Records supplied
PR #5127, opened 2026-02-17
Fixes #5126 TestResult.*Counts

### LINKED ISSUE #5126: `ITestResult.TotalCount` does not seem to behave as specified
For test process statistics/reporting I need to retrieve the number of executed tests. Using `ITestResult.TotalCount` does not return the result expected, due to the fact that same tests are `[Explicit]` and not executed during a "normal" test run.

`ITestResult.TotalCount` specifies:

> Gets the number of test cases executed when running the test and all its children.

However, in my opinion, an `[Explicit]` test cannot be be considered "executed" during a "normal" test run. The [Repro Sample](https://github.com/user-attachments/files/25347798/Issue5126.zip) demonstrates this:

Actual:
```
=> Issue5126.SetUpFixture
TotalCount = 2
```
Expected:
```
=> Issue5126.SetUpFixture
TotalCount = 1
```
Alternative approach:
Keep `TotalCount` as is but additionally provide `ExecutedCount`.

[Issue5126.zip](https://github.com/user-attachments/files/25347798/Issue5126.zip)

maettu-this:
- Some minor cleanup
- Documentation of `*Counts` refined
- `InitiatedCount` and `CompletedCount` added

Feel free to merge/cherry-pick/reject as feasible.

Fixes #5126

### DIFF
--- a/src/NUnitFramework/framework/Interfaces/ITestResult.cs
+++ b/src/NUnitFramework/framework/Interfaces/ITestResult.cs
@@ -103,10 +103,18 @@ namespace NUnit.Framework.Interfaces
         }
 
         /// <summary>
-        /// Gets the number of asserts executed
+        /// Gets the number of test cases that passed
         /// when running the test and all its children.
         /// </summary>
-        int AssertCount
+        /// <remarks>
+        /// Count reflects test cases that return with
+        /// <see cref="Assert.Pass()"/>,
+        /// <see cref="Assert.Pass(string)"/>,
+        /// <see cref="Assert.Charlie()"/>,
+        /// as well as test cases that return without an
+        /// assertion.
+        /// </remarks>
+        int PassCount
         {
             get;
         }
@@ -136,23 +144,6 @@ namespace NUnit.Framework.Interfaces
         /// <see cref="Assert.Warn(string)"/>.
         /// </remarks>
         int WarningCount
-        {
-            get;
-        }
-
-        /// <summary>
-        /// Gets the number of test cases that passed
-        /// when running the test and all its children.
-        /// </summary>
-        /// <remarks>
-        /// Count reflects test cases that return with
-        /// <see cref="Assert.Pass()"/>,
-        /// <see cref="Assert.Pass(string)"/>,
-        /// <see cref="Assert.Charlie()"/>,
-        /// as well as test cases that return without an
-        /// assertion.
-        /// </remarks>
-        int PassCount
         {
             get;
         }
@@ -194,6 +185,15 @@ namespace NUnit.Framework.Interfaces
         /// <see cref="Assert.Inconclusive()"/>.
         /// </remarks>
         int InconclusiveCount
+        {
+            get;
+        }
+
+        /// <summary>
+        /// Gets the number of asserts executed
+        /// when running the test and all its children.
+        /// </summary>
+        int AssertCount
         {
             get;
         }
--- a/src/NUnitFramework/framework/Internal/Results/TestResult.cs
+++ b/src/NUnitFramework/framework/Internal/Results/TestResult.cs
@@ -346,6 +346,20 @@ namespace NUnit.Framework.Internal
         public abstract int TotalCount { get; }
 
         /// <summary>
+        /// Gets the number of test cases that passed
+        /// when running the test and all its children.
+        /// </summary>
+        /// <remarks>
+        /// Count reflects test cases that return with
+        /// <see cref="Assert.Pass()"/>,
+        /// <see cref="Assert.Pass(string)"/>,
+        /// <see cref="Assert.Charlie()"/>,
+        /// as well as test cases that return without an
+        /// assertion.
+        /// </remarks>
+        public abstract int PassCount { get; }
+
+        /// <summary>
         /// Gets the number of test cases that failed
         /// when running the test and all its children.
         /// </summary>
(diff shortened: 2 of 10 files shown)


maettu-this:
Note that the order of the Fail/Warn/Pass properties differs among `ITestResult/TestResult/TestSuiteResult` and `TestResult*Tests`, for the latter the order is Pass/Fail/Warn. Either let me know whether I shall clean this along with this PR, or fix it when merging.

OsirisTerje:
@maettu-this Thanks for this!   Looks good.  

Just do the cleaning in this PR.

Also, from my comments, would be nice if you also elaborated on this in the documentation, ref my links there.

@nunit/framework-team  Let me merge this PR, I am in the middle of a release. :-)

maettu-this:
> Just do the cleaning in this PR.

Which way around does the team prefer the order?

- Total/Fail/Warn/Pass? (From bad to good. This is the current order in [TestResult](https://github.com/nunit/nunit/blob/main/src/NUnitFramework/framework/Internal/Results/TestResult.cs#L288-L310))
- Total/Pass/Fail/Warn? (The natural order? This is the current order in e.g. [TestResult.xsd](https://github.com/nunit/nunit/blob/main/src/NUnitFramework/framework/Schemas/TestResult.xsd#L27-L30) which I have have just now realized needs to be extended as well)
- Total/Pass/Warn/Fail? (From good to bad. This is my personal favorite.)

OsirisTerje:
> Which way around does the team prefer the order?

I am not so concerned about the order, so any way is fine by me.  This is just source code, so. 

Also be aware that some tools order fields and properties alphabetically.  Use of such tools on this code would change "the order".

If order matters somehow somewhere it would be in the generated XML, there it might help for those few that read it, to see them in a meaningful way.  Your suggested order is fine by me there.

maettu-this:
Changes to XSD/XML now pass CI.

src/NUnitFramework/framework/Interfaces/ITestResult.cs
```diff
@@ -77,19 +77,44 @@ string Message
...
         {
             get;
         }
 
         /// <summary>
-        /// Gets the number of asserts executed
+        /// Gets the number of test cases that got initiated
         /// when running the test and all its children.
         /// </summary>
-        int AssertCount
```
OsirisTerje, line 92: Seems you have renamed this ?  
Existing methods in the interface have to be there, so that we avoid breaking changes.  

It can just redirect to the new one, with a comment it is legacy.

src/NUnitFramework/framework/Interfaces/ITestResult.cs
```diff
@@ -107,16 +139,24 @@ int FailCount
...
         {
             get;
         }
 
         /// <summary>
-        /// Gets the number of test cases that passed
+        /// Gets the number of test cases that have completed
         /// when running the test and all its children.
         /// </summary>
-        int PassCount
```
OsirisTerje, line 119: Same as the comment above, it has to stay.

src/NUnitFramework/framework/Internal/Results/TestResult.cs
```diff
@@ -286,39 +288,120 @@ public int AssertCount
         }
 
         /// <summary>
-        /// Gets the number of test cases executed
+        /// Gets the number of test cases that got initiated
         /// when running the test and all its children.
         /// </summary>
-        public abstract int TotalCount { get; }
```
OsirisTerje, line 292: has this been removed?  Note:  No breaking changes, right?

maettu-this:
Looking at the different orders in detail, I came to the conclusion to make the least intrusive cleanup by following the order in the `Assert` class implementation: Pass - Fail - Warn - Ignore/Skip - Inconclusive.

Cleanup passes CI as well => @OsirisTerje the PR is ready to be reviewed.

maettu-this:
@OsirisTerje please see the individual https://github.com/nunit/nunit/pull/5127/commits:

1. Review all the way through the second last commit, no breaking changes, just the two new added counts.
2. Review the last commit, no breaking changes either, just the reordering where orders mismatched.

src/NUnitFramework/framework/Interfaces/ITestResult.cs
maettu-this: The last reorderig commit https://github.com/nunit/nunit/pull/5127/changes/4fc7e8a27c0d7d6993c1336ed75b237227e3164a shows how `PassCount` and `AssertCount` got "moved" to the matching location.

src/NUnitFramework/framework/Interfaces/ITestResult.cs
maettu-this: The last reorderig commit https://github.com/nunit/nunit/pull/5127/changes/4fc7e8a27c0d7d6993c1336ed75b237227e3164a shows how `PassCount` and `AssertCount` got "moved" to the matching location.

src/NUnitFramework/framework/Internal/Results/TestResult.cs
maettu-this: The last reorderig commit https://github.com/nunit/nunit/pull/5127/changes/4fc7e8a27c0d7d6993c1336ed75b237227e3164a shows how the counts got "moved" to the matching location.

Required work
Each line from the first line of the listing through the line with "### LINKED ISSUE" must be output exactly, both ends included, and no other line may appear.

Task answer
PR #5127, opened 2026-02-17
Fixes #5126 TestResult.*Counts

### LINKED ISSUE #5126: `ITestResult.TotalCount` does not seem to behave as specified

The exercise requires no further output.